Description of the task:
The records follow. Filter them to the lines that hold "else".

Dataset content:
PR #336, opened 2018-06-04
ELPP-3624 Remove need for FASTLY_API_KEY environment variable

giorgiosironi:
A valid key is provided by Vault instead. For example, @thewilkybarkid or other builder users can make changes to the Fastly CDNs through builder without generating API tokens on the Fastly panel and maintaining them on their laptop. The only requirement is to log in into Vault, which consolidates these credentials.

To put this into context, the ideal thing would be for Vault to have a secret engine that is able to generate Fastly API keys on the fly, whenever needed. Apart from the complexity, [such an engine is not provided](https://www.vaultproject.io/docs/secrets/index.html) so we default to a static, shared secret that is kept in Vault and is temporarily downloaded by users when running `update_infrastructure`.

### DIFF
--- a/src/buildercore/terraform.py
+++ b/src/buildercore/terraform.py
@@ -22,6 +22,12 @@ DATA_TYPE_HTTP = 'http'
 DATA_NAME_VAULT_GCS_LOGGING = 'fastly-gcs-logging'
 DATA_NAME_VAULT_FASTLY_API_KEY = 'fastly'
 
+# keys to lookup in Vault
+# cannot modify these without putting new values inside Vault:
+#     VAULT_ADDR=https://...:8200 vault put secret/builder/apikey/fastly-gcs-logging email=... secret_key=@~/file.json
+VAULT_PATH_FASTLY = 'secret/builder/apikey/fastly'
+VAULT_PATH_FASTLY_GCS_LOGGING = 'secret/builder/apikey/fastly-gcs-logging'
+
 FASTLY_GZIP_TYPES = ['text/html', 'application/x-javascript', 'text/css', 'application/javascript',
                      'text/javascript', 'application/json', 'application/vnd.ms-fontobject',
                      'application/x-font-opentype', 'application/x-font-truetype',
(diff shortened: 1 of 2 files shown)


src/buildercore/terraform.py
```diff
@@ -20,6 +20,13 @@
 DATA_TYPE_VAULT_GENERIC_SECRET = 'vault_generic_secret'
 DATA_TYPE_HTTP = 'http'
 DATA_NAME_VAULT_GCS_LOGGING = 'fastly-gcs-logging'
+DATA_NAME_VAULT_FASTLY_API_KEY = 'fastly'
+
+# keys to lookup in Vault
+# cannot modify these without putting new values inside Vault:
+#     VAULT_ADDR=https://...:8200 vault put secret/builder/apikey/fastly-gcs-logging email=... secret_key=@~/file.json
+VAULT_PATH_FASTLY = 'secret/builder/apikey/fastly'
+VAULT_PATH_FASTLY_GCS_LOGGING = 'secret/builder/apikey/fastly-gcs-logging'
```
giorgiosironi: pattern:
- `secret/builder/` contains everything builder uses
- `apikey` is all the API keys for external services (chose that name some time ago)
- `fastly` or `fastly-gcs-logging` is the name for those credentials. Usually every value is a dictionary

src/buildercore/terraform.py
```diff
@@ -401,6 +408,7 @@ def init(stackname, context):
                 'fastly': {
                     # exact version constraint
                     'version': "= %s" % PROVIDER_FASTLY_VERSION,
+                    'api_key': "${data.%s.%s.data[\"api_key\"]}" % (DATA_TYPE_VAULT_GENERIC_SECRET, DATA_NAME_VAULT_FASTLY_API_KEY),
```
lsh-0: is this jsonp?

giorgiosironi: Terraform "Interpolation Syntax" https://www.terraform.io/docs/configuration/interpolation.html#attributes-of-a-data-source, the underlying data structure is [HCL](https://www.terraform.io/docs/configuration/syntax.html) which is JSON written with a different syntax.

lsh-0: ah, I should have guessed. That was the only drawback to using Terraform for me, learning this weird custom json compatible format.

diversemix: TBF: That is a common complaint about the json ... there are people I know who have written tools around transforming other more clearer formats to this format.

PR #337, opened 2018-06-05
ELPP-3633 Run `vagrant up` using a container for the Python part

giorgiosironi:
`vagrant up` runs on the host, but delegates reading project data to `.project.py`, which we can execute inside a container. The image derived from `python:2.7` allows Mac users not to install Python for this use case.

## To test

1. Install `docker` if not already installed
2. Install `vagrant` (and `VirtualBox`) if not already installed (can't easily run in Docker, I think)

--

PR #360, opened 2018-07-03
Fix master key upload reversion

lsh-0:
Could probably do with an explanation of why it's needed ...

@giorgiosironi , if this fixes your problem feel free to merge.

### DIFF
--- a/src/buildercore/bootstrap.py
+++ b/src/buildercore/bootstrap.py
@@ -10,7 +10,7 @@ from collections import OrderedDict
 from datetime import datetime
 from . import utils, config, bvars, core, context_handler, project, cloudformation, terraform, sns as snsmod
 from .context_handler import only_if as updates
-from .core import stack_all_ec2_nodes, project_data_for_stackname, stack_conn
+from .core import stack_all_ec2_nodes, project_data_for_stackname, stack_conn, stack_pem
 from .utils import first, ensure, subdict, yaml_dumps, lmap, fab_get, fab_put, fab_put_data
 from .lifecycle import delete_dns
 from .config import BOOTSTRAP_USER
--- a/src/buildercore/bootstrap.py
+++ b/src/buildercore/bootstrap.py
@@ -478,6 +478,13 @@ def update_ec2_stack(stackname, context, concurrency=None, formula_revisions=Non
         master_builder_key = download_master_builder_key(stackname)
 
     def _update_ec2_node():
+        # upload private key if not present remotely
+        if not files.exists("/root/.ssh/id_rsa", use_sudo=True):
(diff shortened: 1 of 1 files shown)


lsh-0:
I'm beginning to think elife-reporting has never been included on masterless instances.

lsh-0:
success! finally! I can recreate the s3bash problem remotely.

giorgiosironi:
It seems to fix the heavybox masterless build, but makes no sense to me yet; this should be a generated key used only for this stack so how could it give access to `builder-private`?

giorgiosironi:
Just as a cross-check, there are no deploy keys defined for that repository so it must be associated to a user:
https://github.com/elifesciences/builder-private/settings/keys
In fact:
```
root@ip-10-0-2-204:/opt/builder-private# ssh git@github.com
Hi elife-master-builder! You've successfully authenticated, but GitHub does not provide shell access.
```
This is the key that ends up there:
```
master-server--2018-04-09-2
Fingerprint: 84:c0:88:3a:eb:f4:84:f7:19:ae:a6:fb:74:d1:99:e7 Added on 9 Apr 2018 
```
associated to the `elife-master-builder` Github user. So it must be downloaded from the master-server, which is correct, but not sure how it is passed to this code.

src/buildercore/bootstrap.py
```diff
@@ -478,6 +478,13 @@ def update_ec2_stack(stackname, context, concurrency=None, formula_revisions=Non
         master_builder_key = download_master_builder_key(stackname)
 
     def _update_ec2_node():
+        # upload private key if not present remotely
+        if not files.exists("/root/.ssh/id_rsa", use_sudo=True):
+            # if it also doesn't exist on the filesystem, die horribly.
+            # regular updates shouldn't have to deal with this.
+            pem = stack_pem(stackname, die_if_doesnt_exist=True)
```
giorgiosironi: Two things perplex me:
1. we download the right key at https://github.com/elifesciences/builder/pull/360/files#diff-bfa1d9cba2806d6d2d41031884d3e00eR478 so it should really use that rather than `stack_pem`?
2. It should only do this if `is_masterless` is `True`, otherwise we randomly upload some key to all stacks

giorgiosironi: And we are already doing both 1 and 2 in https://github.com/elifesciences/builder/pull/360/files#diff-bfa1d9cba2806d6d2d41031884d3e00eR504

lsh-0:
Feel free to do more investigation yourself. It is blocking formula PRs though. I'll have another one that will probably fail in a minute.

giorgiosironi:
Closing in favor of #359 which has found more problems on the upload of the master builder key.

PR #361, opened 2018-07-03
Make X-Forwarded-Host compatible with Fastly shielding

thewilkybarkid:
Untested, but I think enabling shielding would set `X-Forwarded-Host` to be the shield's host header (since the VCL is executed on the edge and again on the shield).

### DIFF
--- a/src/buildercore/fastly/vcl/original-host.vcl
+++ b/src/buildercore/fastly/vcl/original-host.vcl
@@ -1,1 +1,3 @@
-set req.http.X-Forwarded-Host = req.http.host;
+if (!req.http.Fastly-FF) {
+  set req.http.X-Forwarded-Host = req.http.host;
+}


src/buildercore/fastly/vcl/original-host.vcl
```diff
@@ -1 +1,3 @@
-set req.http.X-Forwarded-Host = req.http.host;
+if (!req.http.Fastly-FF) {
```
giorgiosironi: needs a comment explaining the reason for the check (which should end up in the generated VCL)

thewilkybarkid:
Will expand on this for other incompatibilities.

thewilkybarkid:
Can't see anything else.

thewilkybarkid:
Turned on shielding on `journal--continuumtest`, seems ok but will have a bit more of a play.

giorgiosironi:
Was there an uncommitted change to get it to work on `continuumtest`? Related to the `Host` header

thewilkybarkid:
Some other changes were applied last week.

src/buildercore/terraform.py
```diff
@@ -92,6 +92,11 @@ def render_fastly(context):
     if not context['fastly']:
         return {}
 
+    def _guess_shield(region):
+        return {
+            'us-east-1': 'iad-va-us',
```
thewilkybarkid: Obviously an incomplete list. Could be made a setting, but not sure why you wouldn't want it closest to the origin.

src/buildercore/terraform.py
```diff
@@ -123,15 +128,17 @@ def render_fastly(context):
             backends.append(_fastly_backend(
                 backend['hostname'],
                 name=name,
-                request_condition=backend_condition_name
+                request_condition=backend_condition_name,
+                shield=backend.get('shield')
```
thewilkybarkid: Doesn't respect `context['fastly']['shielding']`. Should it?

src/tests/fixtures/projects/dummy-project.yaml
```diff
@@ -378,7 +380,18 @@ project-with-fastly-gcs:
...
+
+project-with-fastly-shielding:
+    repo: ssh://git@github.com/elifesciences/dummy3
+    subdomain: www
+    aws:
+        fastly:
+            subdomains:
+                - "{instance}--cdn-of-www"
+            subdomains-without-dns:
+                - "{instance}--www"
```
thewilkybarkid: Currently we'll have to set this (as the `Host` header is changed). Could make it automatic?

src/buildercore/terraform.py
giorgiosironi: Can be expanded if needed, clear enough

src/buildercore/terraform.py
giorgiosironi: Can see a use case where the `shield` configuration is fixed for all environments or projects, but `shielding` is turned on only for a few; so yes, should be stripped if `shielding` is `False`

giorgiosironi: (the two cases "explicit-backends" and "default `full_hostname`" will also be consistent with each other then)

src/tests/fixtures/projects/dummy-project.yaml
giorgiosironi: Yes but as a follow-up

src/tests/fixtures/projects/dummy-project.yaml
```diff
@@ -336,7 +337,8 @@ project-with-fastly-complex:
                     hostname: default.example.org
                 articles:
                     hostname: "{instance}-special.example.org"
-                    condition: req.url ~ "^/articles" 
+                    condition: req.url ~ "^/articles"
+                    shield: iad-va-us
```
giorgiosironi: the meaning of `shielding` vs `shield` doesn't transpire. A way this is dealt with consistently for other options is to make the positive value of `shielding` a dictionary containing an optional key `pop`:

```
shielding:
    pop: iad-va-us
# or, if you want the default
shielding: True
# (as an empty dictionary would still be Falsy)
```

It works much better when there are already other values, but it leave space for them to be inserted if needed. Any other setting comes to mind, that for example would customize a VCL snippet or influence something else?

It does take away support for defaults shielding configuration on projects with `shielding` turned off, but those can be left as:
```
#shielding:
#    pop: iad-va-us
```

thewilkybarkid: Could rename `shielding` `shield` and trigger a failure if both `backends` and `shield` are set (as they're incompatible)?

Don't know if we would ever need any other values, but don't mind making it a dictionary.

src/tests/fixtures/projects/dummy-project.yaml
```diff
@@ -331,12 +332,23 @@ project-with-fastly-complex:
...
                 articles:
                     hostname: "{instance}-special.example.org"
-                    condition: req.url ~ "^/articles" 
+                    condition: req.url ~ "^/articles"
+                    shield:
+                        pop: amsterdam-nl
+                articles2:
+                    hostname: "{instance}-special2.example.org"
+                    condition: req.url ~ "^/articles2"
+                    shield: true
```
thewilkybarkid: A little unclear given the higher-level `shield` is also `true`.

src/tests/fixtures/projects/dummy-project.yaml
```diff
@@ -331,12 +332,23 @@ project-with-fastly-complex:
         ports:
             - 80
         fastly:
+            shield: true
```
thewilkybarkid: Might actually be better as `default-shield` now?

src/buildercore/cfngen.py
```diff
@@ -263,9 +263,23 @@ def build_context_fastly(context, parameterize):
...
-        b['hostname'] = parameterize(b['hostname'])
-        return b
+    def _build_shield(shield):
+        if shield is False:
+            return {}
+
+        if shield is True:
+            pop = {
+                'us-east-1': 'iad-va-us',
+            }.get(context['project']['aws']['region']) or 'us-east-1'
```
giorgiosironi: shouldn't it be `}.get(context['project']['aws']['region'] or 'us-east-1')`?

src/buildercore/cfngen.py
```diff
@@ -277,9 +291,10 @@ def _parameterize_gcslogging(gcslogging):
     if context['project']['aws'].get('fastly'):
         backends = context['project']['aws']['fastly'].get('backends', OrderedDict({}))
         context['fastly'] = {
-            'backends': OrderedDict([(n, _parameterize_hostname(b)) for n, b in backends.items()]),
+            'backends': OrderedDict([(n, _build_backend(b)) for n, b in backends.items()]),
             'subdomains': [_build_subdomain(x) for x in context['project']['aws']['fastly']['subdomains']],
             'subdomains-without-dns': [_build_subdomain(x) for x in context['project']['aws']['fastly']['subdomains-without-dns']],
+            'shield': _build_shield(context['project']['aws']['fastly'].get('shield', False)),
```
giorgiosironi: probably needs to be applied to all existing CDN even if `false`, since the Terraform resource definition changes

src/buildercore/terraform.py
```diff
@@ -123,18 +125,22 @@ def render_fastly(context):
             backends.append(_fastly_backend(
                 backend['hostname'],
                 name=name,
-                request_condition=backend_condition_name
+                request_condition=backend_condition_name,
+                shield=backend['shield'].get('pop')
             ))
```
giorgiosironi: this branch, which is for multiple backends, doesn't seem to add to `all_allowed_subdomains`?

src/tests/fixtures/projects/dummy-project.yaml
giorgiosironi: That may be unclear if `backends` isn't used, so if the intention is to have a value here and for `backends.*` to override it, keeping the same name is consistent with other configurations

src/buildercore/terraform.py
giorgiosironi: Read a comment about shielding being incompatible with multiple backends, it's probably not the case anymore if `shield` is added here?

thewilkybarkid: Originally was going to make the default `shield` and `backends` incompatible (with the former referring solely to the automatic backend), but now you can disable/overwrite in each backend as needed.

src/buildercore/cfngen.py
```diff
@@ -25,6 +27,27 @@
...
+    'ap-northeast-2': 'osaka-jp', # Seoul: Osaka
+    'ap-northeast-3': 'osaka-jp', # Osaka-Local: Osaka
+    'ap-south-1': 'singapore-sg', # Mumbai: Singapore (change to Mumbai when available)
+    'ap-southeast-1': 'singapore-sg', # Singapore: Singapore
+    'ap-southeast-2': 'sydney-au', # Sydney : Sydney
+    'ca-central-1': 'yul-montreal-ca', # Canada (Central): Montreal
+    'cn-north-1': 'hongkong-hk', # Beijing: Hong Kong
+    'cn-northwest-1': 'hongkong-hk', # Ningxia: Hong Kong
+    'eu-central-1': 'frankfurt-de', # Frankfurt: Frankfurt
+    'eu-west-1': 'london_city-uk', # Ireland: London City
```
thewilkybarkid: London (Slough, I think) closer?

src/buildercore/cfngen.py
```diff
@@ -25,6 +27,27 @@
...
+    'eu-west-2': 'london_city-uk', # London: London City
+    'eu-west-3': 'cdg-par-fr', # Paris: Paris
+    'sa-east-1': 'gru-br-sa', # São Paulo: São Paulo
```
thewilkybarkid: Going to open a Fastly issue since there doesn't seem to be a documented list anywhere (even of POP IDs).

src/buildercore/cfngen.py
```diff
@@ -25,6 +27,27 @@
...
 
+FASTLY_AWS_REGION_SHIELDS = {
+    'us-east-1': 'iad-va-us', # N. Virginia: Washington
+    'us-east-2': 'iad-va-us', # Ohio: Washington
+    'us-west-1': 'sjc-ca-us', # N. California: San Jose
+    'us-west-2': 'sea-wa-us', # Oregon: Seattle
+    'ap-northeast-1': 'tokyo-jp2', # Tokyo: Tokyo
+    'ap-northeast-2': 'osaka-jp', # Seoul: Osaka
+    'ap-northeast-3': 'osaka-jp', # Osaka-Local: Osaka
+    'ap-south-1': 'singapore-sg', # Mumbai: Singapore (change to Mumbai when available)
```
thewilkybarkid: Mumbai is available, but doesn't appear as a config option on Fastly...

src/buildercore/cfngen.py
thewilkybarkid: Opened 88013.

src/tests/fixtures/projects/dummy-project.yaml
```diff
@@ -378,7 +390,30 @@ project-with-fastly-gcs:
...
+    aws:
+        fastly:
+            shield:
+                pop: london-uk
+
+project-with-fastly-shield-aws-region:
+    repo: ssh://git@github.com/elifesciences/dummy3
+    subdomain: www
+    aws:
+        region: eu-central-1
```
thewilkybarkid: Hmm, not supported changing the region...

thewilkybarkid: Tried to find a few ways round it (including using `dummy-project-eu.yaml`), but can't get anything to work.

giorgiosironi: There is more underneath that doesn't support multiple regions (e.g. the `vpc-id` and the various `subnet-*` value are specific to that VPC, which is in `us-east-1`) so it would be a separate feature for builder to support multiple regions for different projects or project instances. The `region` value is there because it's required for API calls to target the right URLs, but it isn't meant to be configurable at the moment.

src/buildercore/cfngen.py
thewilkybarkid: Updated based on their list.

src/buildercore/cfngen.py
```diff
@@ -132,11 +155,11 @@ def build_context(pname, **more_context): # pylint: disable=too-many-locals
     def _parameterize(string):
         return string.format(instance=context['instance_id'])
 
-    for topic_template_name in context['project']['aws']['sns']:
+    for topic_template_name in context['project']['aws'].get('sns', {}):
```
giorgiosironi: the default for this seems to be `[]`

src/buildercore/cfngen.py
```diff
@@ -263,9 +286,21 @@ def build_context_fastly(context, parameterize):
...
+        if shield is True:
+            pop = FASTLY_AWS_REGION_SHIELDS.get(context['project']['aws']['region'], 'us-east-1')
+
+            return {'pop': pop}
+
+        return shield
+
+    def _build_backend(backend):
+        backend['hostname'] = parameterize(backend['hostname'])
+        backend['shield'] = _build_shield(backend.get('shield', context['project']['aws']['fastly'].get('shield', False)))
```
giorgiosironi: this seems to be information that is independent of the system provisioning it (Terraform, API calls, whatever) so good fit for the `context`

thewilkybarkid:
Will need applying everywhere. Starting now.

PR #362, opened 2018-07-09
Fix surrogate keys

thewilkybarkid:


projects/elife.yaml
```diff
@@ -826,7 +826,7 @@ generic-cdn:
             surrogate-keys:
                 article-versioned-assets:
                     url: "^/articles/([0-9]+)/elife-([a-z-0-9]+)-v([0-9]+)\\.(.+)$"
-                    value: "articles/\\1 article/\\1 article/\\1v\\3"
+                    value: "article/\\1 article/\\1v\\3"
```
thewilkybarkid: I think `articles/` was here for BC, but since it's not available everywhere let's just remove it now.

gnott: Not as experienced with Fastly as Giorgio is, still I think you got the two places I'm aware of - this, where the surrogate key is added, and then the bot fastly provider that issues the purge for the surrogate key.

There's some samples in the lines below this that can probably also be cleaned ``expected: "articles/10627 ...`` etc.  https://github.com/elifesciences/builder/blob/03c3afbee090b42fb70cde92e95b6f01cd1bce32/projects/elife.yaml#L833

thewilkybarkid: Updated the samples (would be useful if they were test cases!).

Result for this task:
Can't see anything else.
It works much better when there are already other values, but it leave space for them to be inserted if needed. Any other setting comes to mind, that for example would customize a VCL snippet or influence something else?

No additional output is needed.